Exercise aim — Find and copy every line in the records that includes the string "Thanks".

Extracted records —
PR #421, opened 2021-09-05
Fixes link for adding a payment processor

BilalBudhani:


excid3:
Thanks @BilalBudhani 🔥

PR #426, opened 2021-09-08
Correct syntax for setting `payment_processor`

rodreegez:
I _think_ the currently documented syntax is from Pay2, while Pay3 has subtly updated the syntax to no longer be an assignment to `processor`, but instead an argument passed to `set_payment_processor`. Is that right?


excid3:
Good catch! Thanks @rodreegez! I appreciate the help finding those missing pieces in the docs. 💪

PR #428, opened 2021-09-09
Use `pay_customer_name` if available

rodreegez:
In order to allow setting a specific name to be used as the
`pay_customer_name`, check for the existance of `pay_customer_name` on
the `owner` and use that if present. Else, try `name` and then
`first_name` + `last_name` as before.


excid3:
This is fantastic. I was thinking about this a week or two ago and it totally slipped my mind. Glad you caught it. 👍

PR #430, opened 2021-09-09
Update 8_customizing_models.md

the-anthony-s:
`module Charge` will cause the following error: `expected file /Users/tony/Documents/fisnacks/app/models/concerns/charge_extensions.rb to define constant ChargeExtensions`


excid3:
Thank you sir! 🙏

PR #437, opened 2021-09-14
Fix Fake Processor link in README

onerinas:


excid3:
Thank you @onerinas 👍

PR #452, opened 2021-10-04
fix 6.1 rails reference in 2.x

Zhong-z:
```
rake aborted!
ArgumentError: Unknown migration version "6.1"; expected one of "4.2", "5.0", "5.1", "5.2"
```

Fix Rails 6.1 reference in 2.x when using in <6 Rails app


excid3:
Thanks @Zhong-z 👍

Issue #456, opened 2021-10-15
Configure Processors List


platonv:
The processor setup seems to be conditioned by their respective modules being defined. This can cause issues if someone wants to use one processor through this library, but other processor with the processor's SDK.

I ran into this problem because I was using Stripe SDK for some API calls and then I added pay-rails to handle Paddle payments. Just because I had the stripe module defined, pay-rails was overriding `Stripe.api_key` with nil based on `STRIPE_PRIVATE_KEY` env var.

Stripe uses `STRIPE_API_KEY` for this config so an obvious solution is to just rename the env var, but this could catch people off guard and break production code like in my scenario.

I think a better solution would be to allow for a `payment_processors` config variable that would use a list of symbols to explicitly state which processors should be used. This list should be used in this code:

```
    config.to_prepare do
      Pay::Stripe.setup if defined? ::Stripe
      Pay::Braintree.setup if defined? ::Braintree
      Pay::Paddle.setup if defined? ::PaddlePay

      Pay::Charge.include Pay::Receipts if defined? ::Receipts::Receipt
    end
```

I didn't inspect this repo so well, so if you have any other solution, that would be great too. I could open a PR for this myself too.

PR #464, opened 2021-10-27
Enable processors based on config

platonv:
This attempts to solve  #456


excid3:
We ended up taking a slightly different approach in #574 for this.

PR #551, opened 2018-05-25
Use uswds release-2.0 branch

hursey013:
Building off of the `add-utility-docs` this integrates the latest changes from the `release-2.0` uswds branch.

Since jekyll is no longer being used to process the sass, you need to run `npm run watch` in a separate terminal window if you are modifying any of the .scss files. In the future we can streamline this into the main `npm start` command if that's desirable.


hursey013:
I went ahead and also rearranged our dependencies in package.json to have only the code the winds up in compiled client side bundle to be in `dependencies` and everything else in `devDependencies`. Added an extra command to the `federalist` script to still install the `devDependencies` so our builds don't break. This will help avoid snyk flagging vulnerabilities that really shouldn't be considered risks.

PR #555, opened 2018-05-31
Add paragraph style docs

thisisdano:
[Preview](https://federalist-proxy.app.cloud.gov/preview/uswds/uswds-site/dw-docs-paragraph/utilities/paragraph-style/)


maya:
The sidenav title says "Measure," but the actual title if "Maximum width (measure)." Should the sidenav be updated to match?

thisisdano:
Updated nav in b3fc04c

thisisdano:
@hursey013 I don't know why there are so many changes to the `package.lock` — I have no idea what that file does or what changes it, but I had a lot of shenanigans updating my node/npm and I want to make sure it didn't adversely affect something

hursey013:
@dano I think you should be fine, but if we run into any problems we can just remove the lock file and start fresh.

--

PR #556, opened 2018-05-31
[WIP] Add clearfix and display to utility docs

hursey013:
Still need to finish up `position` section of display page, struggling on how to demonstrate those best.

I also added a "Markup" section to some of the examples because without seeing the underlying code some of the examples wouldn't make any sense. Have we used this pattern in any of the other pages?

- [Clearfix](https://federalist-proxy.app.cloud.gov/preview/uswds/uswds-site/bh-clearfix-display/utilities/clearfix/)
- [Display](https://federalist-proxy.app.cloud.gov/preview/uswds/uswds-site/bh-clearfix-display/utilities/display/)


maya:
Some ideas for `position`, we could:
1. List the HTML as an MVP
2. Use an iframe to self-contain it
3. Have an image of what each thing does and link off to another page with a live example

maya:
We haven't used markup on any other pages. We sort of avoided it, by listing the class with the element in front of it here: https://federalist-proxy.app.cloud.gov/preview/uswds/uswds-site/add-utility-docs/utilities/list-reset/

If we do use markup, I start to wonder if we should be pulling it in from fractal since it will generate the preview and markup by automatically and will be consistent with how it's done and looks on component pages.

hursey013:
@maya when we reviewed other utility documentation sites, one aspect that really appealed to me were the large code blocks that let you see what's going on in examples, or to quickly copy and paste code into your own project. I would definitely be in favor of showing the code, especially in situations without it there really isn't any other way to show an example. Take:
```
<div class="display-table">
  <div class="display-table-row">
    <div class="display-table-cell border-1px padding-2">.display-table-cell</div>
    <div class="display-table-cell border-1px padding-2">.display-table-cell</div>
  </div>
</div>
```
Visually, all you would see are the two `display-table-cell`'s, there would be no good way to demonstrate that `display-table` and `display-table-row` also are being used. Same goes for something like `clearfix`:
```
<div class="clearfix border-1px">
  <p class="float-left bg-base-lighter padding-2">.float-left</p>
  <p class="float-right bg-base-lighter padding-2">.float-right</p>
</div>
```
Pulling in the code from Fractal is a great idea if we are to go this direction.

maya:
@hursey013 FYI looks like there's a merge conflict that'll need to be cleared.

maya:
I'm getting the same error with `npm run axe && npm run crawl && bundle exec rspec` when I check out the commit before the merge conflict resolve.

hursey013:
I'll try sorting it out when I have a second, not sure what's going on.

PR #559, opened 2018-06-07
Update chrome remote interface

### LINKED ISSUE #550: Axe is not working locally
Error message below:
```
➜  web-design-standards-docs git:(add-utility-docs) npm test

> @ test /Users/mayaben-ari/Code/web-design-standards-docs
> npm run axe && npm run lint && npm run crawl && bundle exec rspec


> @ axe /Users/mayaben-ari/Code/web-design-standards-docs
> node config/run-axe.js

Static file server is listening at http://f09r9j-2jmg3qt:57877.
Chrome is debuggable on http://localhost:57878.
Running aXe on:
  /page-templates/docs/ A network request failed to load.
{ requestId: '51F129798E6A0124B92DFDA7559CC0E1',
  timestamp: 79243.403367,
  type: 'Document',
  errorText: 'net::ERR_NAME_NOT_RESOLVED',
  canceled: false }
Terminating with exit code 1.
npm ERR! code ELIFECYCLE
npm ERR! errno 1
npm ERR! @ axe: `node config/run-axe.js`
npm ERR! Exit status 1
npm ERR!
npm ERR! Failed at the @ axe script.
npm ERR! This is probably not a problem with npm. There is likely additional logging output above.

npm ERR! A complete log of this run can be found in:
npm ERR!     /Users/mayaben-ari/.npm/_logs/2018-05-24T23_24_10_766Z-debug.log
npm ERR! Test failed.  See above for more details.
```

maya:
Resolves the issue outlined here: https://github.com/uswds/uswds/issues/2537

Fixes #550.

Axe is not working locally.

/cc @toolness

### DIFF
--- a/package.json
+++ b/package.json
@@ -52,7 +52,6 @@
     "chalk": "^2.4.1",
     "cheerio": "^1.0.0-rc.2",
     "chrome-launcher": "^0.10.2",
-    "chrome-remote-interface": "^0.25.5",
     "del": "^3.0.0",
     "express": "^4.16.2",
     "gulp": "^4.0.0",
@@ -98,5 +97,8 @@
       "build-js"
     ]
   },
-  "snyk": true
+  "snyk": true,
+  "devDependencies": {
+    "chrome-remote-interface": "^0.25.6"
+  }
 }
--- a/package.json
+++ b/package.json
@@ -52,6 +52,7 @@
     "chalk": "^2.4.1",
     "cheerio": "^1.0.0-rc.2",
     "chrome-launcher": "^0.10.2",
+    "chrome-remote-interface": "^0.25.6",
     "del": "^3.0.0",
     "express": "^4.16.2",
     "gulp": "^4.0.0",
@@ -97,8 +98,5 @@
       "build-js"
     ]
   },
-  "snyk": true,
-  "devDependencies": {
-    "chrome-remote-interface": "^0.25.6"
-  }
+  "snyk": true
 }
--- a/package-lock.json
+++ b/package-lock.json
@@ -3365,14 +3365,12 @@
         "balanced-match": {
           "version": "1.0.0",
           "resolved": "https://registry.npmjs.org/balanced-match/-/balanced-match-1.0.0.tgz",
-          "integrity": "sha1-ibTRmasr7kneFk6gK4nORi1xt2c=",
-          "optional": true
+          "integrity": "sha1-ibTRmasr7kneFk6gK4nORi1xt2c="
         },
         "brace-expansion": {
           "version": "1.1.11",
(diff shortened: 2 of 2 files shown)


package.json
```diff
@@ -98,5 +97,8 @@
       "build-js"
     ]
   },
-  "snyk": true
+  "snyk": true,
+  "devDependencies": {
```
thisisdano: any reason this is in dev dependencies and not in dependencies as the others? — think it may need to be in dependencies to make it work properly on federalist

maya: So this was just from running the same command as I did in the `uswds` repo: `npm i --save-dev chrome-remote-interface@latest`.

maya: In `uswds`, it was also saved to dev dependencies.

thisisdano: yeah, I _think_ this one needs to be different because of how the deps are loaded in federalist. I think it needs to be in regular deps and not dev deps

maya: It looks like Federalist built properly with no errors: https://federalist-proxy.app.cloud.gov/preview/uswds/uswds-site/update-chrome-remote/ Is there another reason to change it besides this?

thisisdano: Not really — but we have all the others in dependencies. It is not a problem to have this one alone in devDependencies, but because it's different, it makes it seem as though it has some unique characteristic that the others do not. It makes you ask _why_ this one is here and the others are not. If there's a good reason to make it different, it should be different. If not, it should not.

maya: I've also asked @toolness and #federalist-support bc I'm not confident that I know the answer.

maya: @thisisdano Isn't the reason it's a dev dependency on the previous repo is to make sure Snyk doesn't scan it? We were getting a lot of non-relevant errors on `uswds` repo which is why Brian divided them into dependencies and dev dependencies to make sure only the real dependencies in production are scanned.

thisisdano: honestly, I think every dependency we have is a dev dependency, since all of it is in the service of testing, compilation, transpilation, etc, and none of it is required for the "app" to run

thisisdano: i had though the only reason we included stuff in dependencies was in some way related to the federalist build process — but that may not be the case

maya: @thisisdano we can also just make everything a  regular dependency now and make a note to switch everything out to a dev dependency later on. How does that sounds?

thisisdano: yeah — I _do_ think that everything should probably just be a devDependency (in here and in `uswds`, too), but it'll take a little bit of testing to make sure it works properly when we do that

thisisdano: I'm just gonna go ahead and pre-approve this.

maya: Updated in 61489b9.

Task result —
Thanks @BilalBudhani 🔥
Good catch! Thanks @rodreegez! I appreciate the help finding those missing pieces in the docs. 💪
Thanks @Zhong-z 👍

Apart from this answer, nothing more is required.